As I draw this to a close, let me remind you again that either through what I’ve said, or through what you hear from the musicians now, let God do something to you. Don’t resist God. Let God speak and minister to your need. Everybody in this room has a different need right now, many different needs.

At the end of the service, we are going to have some prayer teams who will just make themselves available here at the front. They have little badges on. It could be a little, teeny thing, and it could be a big thing. God may just touch you and say, “Why don’t you go up there?” When we’re all done and dismissed, just ask one of those teams to pray with you. Tell them what it was, and let them pray for a minute or two. And you may go out of here healed, well, restored, and stronger. I want you to know that they’re here and they’re full of eagerness. I was praying with them before the service, in fact, to pray with you.

Let me sum it up. There are three reasons now that we should sing with all our might. As you can see here, we’re going to sing Hark! The Herald Angels Sing, and then we’ll go into Gloria. There are three reasons why your heart should just leap up in this hymn, and why you should listen with all your might to what they sing.

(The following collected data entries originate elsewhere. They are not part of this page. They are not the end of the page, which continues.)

Issue #5302, opened 2018-02-02
[Editor] Last few columns of editor are cut off.


mmcote:
If the code being debugged has lines long enough enable the horizontal scroll, and you attempt to scroll horizontally to the end of the editor, you see that the last few columns are missing. To be specific the last 30 px of the editor are missing.

Reproduce: 
- Debug a file that has lines long enough to enable the horizontal scroll.
- Try scrolling to the rightmost column of the editor. 
- Observe that your longest line of code will be missing a few columns.

![02beforehorizontalcutoff](https://user-images.githubusercontent.com/14250545/35754155-a7d244b2-081f-11e8-94b6-ec26bca39e0e.gif)

mmcote:
Hey @lukaszsobek, do you mind if I take this bug on, as I was actually working on this prior and found the source of the problem, I was just waiting for the issue to be claimable. Sorry for the trouble :)

lukaszsobek:
@mmcote Sure thing, go ahead! /unclaim

mmcote:
Thank you @lukaszsobek

PR #5412, opened 2018-02-14
Show rightmost columns of the editor.

mmcote:
Associated Issue: #5302

### Summary of Changes

* Reverted min-width: 0 for CodeMirror-sizer that modified the codemirror's fundamental behaviour, hiding the rightmost columns.
* Removed close button which was aligned with the previously moving code-mirror-sizer as it was not needed since the close conditional breakpoint panel action is also invoked onBlur.
* Switched CodeMirror-linewidget overflow to hidden to prevent infinite horizontal scrolling when repositioning the conditional breakpoint panel (when the conditional breakpoint panel is open).

### Screenshots/Videos 
Before, as can be seen in the gif below, the rightmost columns are unable to be seen when horizontally scrolling to the right.
before

After, as can be seen in the gif below, the rightmost columns are now accessible when scrolling horizontally to the right.
aftercolumns

### DIFF
--- a/src/components/Editor/ConditionalPanel.css
+++ b/src/components/Editor/ConditionalPanel.css
@@ -11,7 +11,6 @@
   background: var(--theme-toolbar-background);
   border-top: 1px solid var(--theme-splitter-color);
   border-bottom: 1px solid var(--theme-splitter-color);
-  padding-right: 16px;
 }
 
 .conditional-breakpoint-panel .prompt {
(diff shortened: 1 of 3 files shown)


jasonLaster:
This looks great @mmcote!

Does this address the lifecycle event w/ focusing?

mmcote:
Thank @jasonLaster :) no I put the focusing issue in another pull request: https://github.com/devtools-html/debugger.html/pull/5409.

PR #5413, opened 2018-02-14
Map live import bindings in the original file to member expressions in the generated code

loganfsmyth:
### Summary of Changes

* Expose metadata about the expression a given binding reference is part of in the scope walking visitor
* Use that information to map live import bindings in the original code back to member expressions in the generated code

### Test Plan

Added a bunch more mochitests and some Jest snapshots for the scope binding metadata logic

##### Babel's Module compilation
Currently still fails because Babel does not generate sourcemaps good enough to use for imports. I'll be submitting a PR over there to fix that in the future.
screen shot 2018-02-13 at 5 33 41 pm

##### Webpack's imports post-babel-loader

Webpack's standard imports don't get mapped well, but if the file is passed through Babel _first_ the bindings get identifier-level maps before Webpack does its own module transform.

Note in this case the named imports show as `Getter` because the imported modules use getters.
screen shot 2018-02-13 at 5 34 06 pm

##### Webpack's imports post-babel-loader, but without Babel transforming let/const

Same as previous, except that the code is left as `export const foo = "";`, Webpack can skip the getter entirely in favor of just exporting the values, so they show up nicer.

screen shot 2018-02-13 at 5 34 16 pm


src/actions/pause/mapScopes.js
```diff
@@ -291,6 +284,168 @@ async function findGeneratedBinding(
...
+      const hasCall = operations.some(op => op.type === "call");
+      if (hasCall) {
+        // In theory this could fall back to trying to use client.evaluate.
+        return null;
+      }
+
+      let desc = val.desc;
+      if (desc) {
+        for (const op of operations) {
+          if (op.type === "call" || op.type === "inherit") {
```
jasonLaster: can you add some comments here :)

src/actions/pause/mapScopes.js
```diff
@@ -291,6 +284,168 @@ async function findGeneratedBinding(
...
+  if (
+    !allowExpressionMatch &&
+    mapped.start.line === binding.loc.start.line &&
+    locColumn(mapped.start) >= locColumn(binding.loc.start) - 1 &&
+    locColumn(mapped.start) <= locColumn(binding.loc.end)
+  ) {
+    return [];
+  }
+
+  if (allowExpressionMatch) {
```
jasonLaster: could this be an early return 

```js
if (!allowExpressionMatch) {
  return;
}
```

src/actions/pause/mapScopes.js
```diff
@@ -291,6 +284,168 @@ async function findGeneratedBinding(
...
+    //
+    // Unfortunately, Webpack also has a tendancy to over-map past the call
+    // expression to the start of the next line, at least when there isn't
+    // anything else on that line that is mapped, e.g.
+    //
+    //   Object(foo.bar)()
+    //   ^^^^^^^^^^^^^^^^^
+    //   ^                 // wrapped to column 0 of next line
+
+    if (mappingContains(mapped, binding.loc)) {
```
jasonLaster: same here:
```js
    if (!mappingContains(mapped, binding.loc)) {
      return null;
    }
      ```

File: src/actions/pause/mapScopes.js [hunk 4]
```diff
@@ -291,6 +284,168 @@ async function findGeneratedBinding(
...
+      const { meta } = binding.loc;
+
+      // Limit to 2 simple property or inherits operartions, since it would
+      // just be more work to search mroe and it is very unlikely that
+      // bindings would be mapped to more than a single member + inherits
+      // wrapper.
+      const operations = [];
+      for (let op = meta, i = 0; op && i < 2; i++, op = op.parent) {
+        // Allow calls as the first access, "foo().bar", not but "foo.bar()"
```
jasonLaster: > not but => ,but not

src/actions/pause/mapScopes.js
```diff
@@ -291,6 +284,168 @@ async function findGeneratedBinding(
...
+
+    if (mappingContains(mapped, binding.loc)) {
+      const { meta } = binding.loc;
+
+      // Limit to 2 simple property or inherits operartions, since it would
+      // just be more work to search mroe and it is very unlikely that
+      // bindings would be mapped to more than a single member + inherits
+      // wrapper.
+      const operations = [];
+      for (let op = meta, i = 0; op && i < 2; i++, op = op.parent) {
```
jasonLaster: silly, but can `i` be `index`

src/actions/pause/mapScopes.js
```diff
@@ -291,6 +284,168 @@ async function findGeneratedBinding(
...
+        // because that is too likely to accidentally pick up a call that
+        // was in the user's own code, and it would be too risky. The chance
+        // of an expression mapping "one" to "_one()" isn't a common transform
+        // and is also one that is less likely to be screwed up during
+        // sourcemap generation, so it is allowed.
+        if (op.type === "call" && i !== 0) {
+          break;
+        }
+
+        if (mappingContains(mapped, op)) {
```
jasonLaster: could this be an early return

```js
if (!mappingContains(mapped, op)) {
  break;
}
```

src/actions/pause/mapScopes.js
```diff
@@ -291,6 +284,168 @@ async function findGeneratedBinding(
...
+        name: val.name,
+        desc: desc
+      };
+    }
+
+    return null;
+  }, null);
+}
+
+function mapBindingToGeneratedRange(
```
jasonLaster: can this be commented

hmm... is there a better way to describe returning operations... I wouldnt guess that is what's happening with the method name

src/actions/pause/mapScopes.js
```diff
@@ -291,6 +284,168 @@ async function findGeneratedBinding(
   };
 }
 
+async function findGeneratedBindingFromPosition(
```
jasonLaster: this might just be my style, but it would be easier to follow if we had a `utils/pause/mapScopes` which had a module `findGeneratedBindingFromPosition.js` so i can see what's needed for this algorithm and what's public and what's private to it

src/actions/pause/mapScopes.js
loganfsmyth: Good call.

src/actions/pause/mapScopes.js
loganfsmyth: So make `mapScopes` a folder with `index.js` and `findGeneratedBindingFromPosition.js`?

jasonLaster: yep

jasonLaster:
here's what it looked like before

Issue #5416, opened 2018-02-14
Hide "file modal" when pressing Cmd + Shift + F


nchevobbe:
Steps to reproduce:
1. Open this page
2. Hit <kbd>Cmd</kbd>+<kbd>P</kbd> (this should show the file modal)
3. Hit <kbd>Cmd</kbd>+<kbd>Shift</kbd>+<kbd>F</kbd> (this start the search in project)

Expected results:
The file modal is dismissed and I can type what i'm searching for

Actual results:
The search UI appears underneath the file modal, which is still visible: 

<img width="829" alt="screen shot 2018-02-14 at 08 03 17" src="https://user-images.githubusercontent.com/578107/36191509-dfcc0d70-115d-11e8-9c8b-ed57cd0de0df.png">

---

We should hide the modal when showing the search UI.

lukaszsobek:
Merged. Closing.

PR #5417, opened 2018-02-14
Closes QOM when file or project search opens

lukaszsobek:
Associated Issue: #5416

Closes quick open modal when either file search or project search are being opened.

Vid:
closes-qom


src/components/Editor/SearchBar.js
```diff
@@ -148,13 +149,14 @@ class SearchBar extends Component<Props, State> {
...
     e.stopPropagation();
     e.preventDefault();
-    const { editor } = this.props;
+    const { editor, closeQuickOpen, searchOn, setActiveSearch } = this.props;
 
-    if (!this.props.searchOn) {
-      this.props.setActiveSearch("file");
+    if (!searchOn) {
+      closeQuickOpen();
+      setActiveSearch("file");
```
jasonLaster: can we have `setActiveSearch` close quick open if it's open? that will simplify the component

src/components/ProjectSearch.js
```diff
@@ -117,14 +118,16 @@ export class ProjectSearch extends Component<Props, State> {
...
+    const { closeProjectSearch, setActiveSearch, closeQuickOpen } = this.props;
     if (e) {
       e.preventDefault();
     }
 
     if (this.isProjectSearchEnabled()) {
       return closeProjectSearch();
     }
+
+    closeQuickOpen();
```
jasonLaster: same here

src/components/Editor/SearchBar.js
lukaszsobek: Sure.

src/actions/ui.js
```diff
@@ -38,6 +38,8 @@ export function setActiveSearch(activeSearch?: ActiveSearchType) {
       return;
     }
 
+    dispatch({ type: "CLOSE_QUICK_OPEN" });
```
jasonLaster: lets add an if statement so we only fire it if it's open.

we can also add a unit test here where we open the modal and then fire SAS

jasonLaster:
try rebasing

darkwing:
I'm still seeing layering with the PR:

dialogs

I did CMD+F, then CMD+P, and they both display.

lukaszsobek:
@darkwing - sure, from what I understood it was supposed to close the modal when we open projectsearch or searchbar, not prevent opening it altogether. So:
- when the modal `cmd+p` is open and you open `cmd+shift+f` or `cmd+f` the modal will close.
- when `cmd+shift+f` or `cmd+f` is already open and you press `cmd+p` it will not prevent opening the modal since you clearly intended to open the modal.

We might be talking about another issue here: "if projectsearch/searchbar is open and we open the modal, should we close the projectsearch/searchbar?". The issue is very much related, but I see two things here:
1.) do we want that behavior?
2.) should this issue be handled separately as it seems to refer to a different part of UI behavior?

PR #5435, opened 2018-02-15
WIP: Fix #5434: Avoid selectLocation action dance with tabs and pretty print

### LINKED ISSUE #5434: [PrettyPrint] selectLocation action opens unwanted original tab
At present the `autoPrettyPrint` pref is true, and so clicking a source in the source tree should simply open the pretty printed tab.

Unfortunately the current process is a bit hacky:

1.  Open source tab
2.  Open pretty tab (via `togglePrettyPrint`)
3.  Close source tab

We're doing a ton of expensive work we shouldn't need to do.  The only thing we should be doing is step 2.

darkwing:
This is a WIP to get feedback.  A few notes:

1.  I left the console.log messages there for reviewer's manual testing

2.  I feel like `preserveOriginalSource` may not be the best answer to the pickle we're in, but finding the line between automagically pretty printing vs. expressly telling selectLocation to preserve original source is going to be really hard.  Maybe it's best we document all the places we'd want original source preserved?

3.  One issue right now is if you pretty print, then click to see the original source (in the footer), then go back to the pretty print tab, then click the original source's tab, nothing happens, because `selectLocation` is directing the pretty print to happen.

4.  Need to add tests.

### DIFF
--- a/src/actions/sources/select.js
+++ b/src/actions/sources/select.js
@@ -195,7 +195,7 @@ export function jumpToMappedLocation(location: Location) {
       );
     }
 
-    return dispatch(selectLocation({ ...pairedLocation }, null, true));
+    return dispatch(selectLocation({ ...pairedLocation }, "", true));
   };
 }
 
--- a/src/actions/sources/select.js
+++ b/src/actions/sources/select.js
@@ -111,28 +111,38 @@ export function selectLocation(location: Location, tabIndex: string = "") {
 
     dispatch(addTab(source.toJS(), 0));
 
-    dispatch({
-      type: "SELECT_SOURCE",
-      source: source.toJS(),
-      tabIndex,
-      location
-    });
-
     await dispatch(loadSourceText(source));
-    const selectedSource = getSelectedSource(getState());
+
+    console.log('source text should be loaded!', source.get("text"));
+
+    const selectedSource = getSelectedSource(getState()) || source;
     if (!selectedSource) {
       return;
     }
 
     const sourceId = selectedSource.get("id");
+
+    console.log('--------- ', source, selectedSource);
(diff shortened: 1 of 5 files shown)


src/actions/sources/select.js
```diff
@@ -90,15 +91,21 @@ export function selectSource(sourceId: string, tabIndex: string = "") {
  * @memberof actions/sources
  * @static
  */
-export function selectLocation(location: Location, tabIndex: string = "") {
+export function selectLocation(
+  location: Location,
+  tabIndex: string = "",
+  preserveOriginalSource: boolean = false
```
jasonLaster: re: `preserveOriginalSource`
Lets see what else we can do here...

maybe selectLocation needs to differentiate between the first time we are going to the source where we 
a) might want to create the pretty source
b) need to setSymbols, setOutOfScopeLocations

and selecting a source in general. 

Lastly, could we move the decision for which source to another function because *that* is complicated. Here are two ideas:

1. source tree on click checks to see if the source has a pretty file and if so calls selectLocation with that source
2. source tree calls a function like `selectBestLocation` where that function checks to see if there is a pretty file and if so calls that... i dunno it's hard as we discussed :)

darkwing: I somewhat agree that `selectLocation` is doing too much; the problem is that `selectLocation` gets called from *many* different places:

1.  SourceTree
2.  Tab (individual tab click)
3.  Quick open / search
..... and so on

The only two spots we *know* which tab (original or pretty) should be selected is clicking the individual tab from the tab bar and clicking the footer link from the pretty tab -- they should both be original.  In all other cases, we will want to go with the prefs.autoPrettyPrint choice, right?  Just thinking out loud.

Issue #6279, opened 2018-05-11
Fix devtools.debugger.pending-breakpoints overflow issue


digitarald:
Data in `devtools.debugger.pending-breakpoints` is invalid JSON: https://gist.github.com/digitarald/a0ccbe43a1ddf4a484a7d30ea3536746

Browser Console throws this several times:

`Warning: attempting to write 7034 bytes to preference devtools.debugger.pending-breakpoints. This is bad for general performance and memory usage. Such an amount of data should rather be written to an external file. This preference will not be sent to any content processes.`

P1, because this might affect more frequent debugger users.

jasonLaster:
Here is a formatted gist.
http://jsoneditoronline.org/?id=7fa7d6b45f0d498bb609086641743abd

it's just 17 breakpoints, which is not that much

Loirooriol:
Also see #5219

bomsy:
OLD 

```js 
 "https://ton.twimg.com/tweetdeck-web/web/dist/bundle.f8cdc25670.js:formatted:5:": {
    condition: null,
    disabled: false,
    location: {
      sourceUrl:
        "https://ton.twimg.com/tweetdeck-web/web/dist/bundle.f8cdc25670.js:formatted",
      line: 5,
      column: 0
    },
    astLocation: {
      offset: {
        sourceId:
          "server1.conn9.child1/source36/originalSource-002da27b62870739bb2396d425b57db5",
        sourceUrl:
          "https://ton.twimg.com/tweetdeck-web/web/dist/bundle.f8cdc25670.js:formatted",
        line: 5,
        column: 0
      }
    },
    generatedLocation: {
      sourceUrl:
        "https://ton.twimg.com/tweetdeck-web/web/dist/bundle.f8cdc25670.js",
      line: 1,
      column: 47
    }
  }
```

NEW

```js 
 "https://ton.twimg.com/tweetdeck-web/web/dist/bundle.f8cdc25670.js:formatted:5:": {
    condition: null,
    disabled: false,
    astLocation: {
      offset: "server1.conn9.child1/source36/originalSource-002da27b62870739bb2396d425b57db5"
    },
    generatedLocation: "https://ton.twimg.com/tweetdeck-web/web/dist/bundle.f8cdc25670.js:1:47"
  }
```

Thinking about this, i feel the sample OLD json above can be reduced to NEW json above. Some key changes
[...]

PR #6719, opened 2018-07-30
[Breakpoints] Switch Pending BPs from Immutable to Pojo

jasonLaster:
issue: #6279

### Summary of Changes

* switches pending breakpoints to a plain object
* this will make it easier to persist / serialize 
* it also will help us flow type breakpoints

### Test Plan

flow and jest were clutch here

### DIFF
--- a/src/reducers/pending-breakpoints.js
+++ b/src/reducers/pending-breakpoints.js
@@ -23,31 +23,18 @@ import type { PendingBreakpoint } from "../types";
 import type { Action, DonePromiseAction } from "../actions/types";
 import type { Record } from "../utils/makeRecord";
 
-export type PendingBreakpointsMap = I.Map<string, PendingBreakpoint>;
+export type PendingBreakpointsState = { [string]: PendingBreakpoint };
 
-export type PendingBreakpointsState = {
-  pendingBreakpoints: PendingBreakpointsMap
-};
-
-export function initialPendingBreakpointsState(): Record<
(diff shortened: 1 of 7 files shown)


src/reducers/pending-breakpoints.js
```diff
@@ -87,25 +70,23 @@ function update(
 }
 
 function addBreakpoint(state, action) {
-  if (action.status !== "done") {
+  if (action.breakpoint.hidden || action.status !== "done") {
```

First, God fulfills his hope-giving promises in spite of, and even through, the opposition of ignorant people. Second, God wipes away all the sins of people who repent, and nobody needs to go out of this room carrying sin in their life. God, in the twinkling of an eye, takes it away when we turn to him. And third, he will establish the kingdom of Christ on this earth and it will be a kingdom of refreshment in the presence of the Lord, along with a restored creation where there is no futility, no frustration, no sickness, no pain, no tears, and no sadness anymore. So let’s lift our voices and sing now and welcome Gloria by John Rutter.